**TASK:** Please copy every line below that contains the string "dirs".
··· DATA TO EXAMINE ···
PR #366, opened 2020-05-13
Augments the add database command to handle zip files

aeisenberg:
The add database command can now add databases by zip file. When a
file is selected, the zip file is attempted to be extracted into a
directory managed by the extension.

Once extracted, a database is searched for, by looking for a .dbinfo
file.

Crucially, we are using the same infrastructure to download a database
as we are to add a database by zip file.

## Checklist


extensions/ql-vscode/src/databaseFetcher.ts
```diff
@@ -45,36 +45,27 @@ async function databaseFetcher(
...
-  // if there is a single directory inside, then assume that's what we want to import
-  const dirs = await fs.readdir(unzipPath);
-  const dbPath = dirs?.length === 1 && (await fs.stat(path.join(unzipPath, dirs[0]))).isDirectory
-    ? path.join(unzipPath, dirs[0])
-    : unzipPath;
-
-  // might need to upgrade before importing...
-  const item = await databasesManager.openDatabase(Uri.parse(dbPath));
-  databasesManager.setCurrentDatabaseItem(item);
+  const dbPath = await findDirWithFile(unzipPath, '.dbinfo');
```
···
**REPLY:**
-  const dirs = await fs.readdir(unzipPath);
-  const dbPath = dirs?.length === 1 && (await fs.stat(path.join(unzipPath, dirs[0]))).isDirectory
-    ? path.join(unzipPath, dirs[0])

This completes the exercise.